- [Prompt] Write out the stretch of lines below that begins at the line with "--- a/templates/signup_page.html" and ends at the line with "https://getbootstrap.com/docs/5.0/components/alerts/", including both, exactly as given and nothing more.

:: Dataset extract ::

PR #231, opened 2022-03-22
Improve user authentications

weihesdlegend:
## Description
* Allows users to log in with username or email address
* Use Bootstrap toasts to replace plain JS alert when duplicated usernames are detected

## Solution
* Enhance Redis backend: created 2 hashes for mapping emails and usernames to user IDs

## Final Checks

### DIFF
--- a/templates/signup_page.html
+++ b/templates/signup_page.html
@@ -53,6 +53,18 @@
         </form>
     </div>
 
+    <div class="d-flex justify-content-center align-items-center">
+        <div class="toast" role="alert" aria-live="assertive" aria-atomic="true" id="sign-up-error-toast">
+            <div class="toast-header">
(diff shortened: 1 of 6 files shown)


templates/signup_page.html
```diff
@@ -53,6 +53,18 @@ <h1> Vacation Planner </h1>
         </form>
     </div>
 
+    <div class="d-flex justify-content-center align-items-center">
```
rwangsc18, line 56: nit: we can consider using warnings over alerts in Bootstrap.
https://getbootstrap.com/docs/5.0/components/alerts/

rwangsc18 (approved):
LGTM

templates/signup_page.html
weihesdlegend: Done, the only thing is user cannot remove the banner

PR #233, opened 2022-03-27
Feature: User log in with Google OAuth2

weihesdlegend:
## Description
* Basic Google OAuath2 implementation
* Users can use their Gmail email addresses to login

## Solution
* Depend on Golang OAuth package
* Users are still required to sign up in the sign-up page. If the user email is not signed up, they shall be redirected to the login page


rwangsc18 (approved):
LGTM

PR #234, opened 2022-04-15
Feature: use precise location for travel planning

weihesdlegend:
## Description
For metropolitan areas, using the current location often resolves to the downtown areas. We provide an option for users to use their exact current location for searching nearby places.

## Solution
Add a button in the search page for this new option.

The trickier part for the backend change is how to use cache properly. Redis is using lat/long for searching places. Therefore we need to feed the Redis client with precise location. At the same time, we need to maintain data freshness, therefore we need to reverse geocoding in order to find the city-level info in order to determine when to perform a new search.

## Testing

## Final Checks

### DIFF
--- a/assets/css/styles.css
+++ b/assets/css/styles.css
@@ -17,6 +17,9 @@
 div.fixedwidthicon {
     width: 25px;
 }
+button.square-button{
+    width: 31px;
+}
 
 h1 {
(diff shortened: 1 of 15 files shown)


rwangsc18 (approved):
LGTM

:::
:: Dataset extract ::

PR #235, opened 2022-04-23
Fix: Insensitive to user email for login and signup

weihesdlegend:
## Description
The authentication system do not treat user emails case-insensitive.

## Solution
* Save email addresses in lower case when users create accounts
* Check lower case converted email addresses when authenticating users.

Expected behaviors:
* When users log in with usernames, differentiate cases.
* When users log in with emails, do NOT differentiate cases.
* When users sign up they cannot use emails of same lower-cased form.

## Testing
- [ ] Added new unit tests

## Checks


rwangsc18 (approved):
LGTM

:::
:: Dataset extract ::

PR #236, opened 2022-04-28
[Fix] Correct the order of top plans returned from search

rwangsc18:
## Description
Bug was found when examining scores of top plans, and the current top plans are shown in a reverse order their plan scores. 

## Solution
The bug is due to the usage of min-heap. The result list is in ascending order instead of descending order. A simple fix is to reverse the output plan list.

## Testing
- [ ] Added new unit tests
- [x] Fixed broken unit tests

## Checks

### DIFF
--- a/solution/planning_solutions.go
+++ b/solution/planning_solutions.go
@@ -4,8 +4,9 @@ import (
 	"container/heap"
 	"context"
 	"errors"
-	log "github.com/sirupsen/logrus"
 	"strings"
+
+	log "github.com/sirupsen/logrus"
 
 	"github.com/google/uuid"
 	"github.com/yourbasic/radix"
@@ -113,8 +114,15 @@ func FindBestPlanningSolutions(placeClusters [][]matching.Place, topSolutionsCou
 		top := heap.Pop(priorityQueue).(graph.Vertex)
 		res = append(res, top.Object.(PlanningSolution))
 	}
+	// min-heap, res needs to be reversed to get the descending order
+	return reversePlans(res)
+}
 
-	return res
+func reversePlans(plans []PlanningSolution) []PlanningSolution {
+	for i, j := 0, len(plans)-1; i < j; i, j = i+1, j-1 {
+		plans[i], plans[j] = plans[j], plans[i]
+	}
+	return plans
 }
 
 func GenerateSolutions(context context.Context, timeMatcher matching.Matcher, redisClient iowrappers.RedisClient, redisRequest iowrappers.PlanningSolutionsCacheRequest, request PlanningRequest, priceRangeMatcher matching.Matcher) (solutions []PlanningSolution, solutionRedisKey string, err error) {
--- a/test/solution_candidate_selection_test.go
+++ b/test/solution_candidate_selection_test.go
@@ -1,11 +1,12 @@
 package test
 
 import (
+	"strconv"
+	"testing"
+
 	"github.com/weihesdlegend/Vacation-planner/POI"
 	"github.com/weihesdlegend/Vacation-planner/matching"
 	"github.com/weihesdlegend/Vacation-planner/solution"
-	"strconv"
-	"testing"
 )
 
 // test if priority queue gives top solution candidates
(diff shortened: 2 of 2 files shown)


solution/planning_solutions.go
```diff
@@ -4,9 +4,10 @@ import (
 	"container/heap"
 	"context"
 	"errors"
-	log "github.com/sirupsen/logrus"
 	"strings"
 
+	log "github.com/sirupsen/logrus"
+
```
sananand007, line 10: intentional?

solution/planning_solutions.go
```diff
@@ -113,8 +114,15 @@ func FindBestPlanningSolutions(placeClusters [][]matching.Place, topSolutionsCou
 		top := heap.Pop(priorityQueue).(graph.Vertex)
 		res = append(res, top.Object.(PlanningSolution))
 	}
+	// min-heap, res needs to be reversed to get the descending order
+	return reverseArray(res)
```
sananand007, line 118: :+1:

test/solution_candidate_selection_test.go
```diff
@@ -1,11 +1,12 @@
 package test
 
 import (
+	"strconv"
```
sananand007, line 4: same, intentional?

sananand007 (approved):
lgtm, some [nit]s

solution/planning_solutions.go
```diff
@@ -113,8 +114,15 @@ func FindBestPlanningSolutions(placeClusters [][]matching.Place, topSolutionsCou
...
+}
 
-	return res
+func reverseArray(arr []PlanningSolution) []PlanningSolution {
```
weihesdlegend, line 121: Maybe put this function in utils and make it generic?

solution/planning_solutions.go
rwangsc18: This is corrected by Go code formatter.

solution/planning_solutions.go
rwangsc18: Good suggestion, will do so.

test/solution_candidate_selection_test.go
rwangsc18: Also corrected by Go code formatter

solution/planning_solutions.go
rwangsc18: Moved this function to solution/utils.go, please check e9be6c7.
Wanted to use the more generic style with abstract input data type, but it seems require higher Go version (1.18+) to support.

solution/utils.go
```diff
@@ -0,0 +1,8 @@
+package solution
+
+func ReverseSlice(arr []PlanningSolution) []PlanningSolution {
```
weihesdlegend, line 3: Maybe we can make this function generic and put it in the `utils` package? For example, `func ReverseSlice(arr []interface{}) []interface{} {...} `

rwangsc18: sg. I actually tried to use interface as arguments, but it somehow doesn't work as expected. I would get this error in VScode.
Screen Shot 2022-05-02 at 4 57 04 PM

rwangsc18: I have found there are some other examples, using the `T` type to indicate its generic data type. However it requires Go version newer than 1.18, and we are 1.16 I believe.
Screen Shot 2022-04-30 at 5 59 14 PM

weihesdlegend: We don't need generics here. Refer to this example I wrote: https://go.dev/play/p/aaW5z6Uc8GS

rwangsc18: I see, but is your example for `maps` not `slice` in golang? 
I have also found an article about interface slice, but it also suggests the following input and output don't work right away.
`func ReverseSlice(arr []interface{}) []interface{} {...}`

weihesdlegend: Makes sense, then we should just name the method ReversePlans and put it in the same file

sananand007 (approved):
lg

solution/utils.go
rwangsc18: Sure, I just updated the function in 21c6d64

:::

- [Reply]
--- a/templates/signup_page.html
+++ b/templates/signup_page.html
@@ -53,6 +53,18 @@
         </form>
     </div>
 
+    <div class="d-flex justify-content-center align-items-center">
+        <div class="toast" role="alert" aria-live="assertive" aria-atomic="true" id="sign-up-error-toast">
+            <div class="toast-header">
(diff shortened: 1 of 6 files shown)


templates/signup_page.html
```diff
@@ -53,6 +53,18 @@ <h1> Vacation Planner </h1>
         </form>
     </div>
 
+    <div class="d-flex justify-content-center align-items-center">
```
rwangsc18, line 56: nit: we can consider using warnings over alerts in Bootstrap.
https://getbootstrap.com/docs/5.0/components/alerts/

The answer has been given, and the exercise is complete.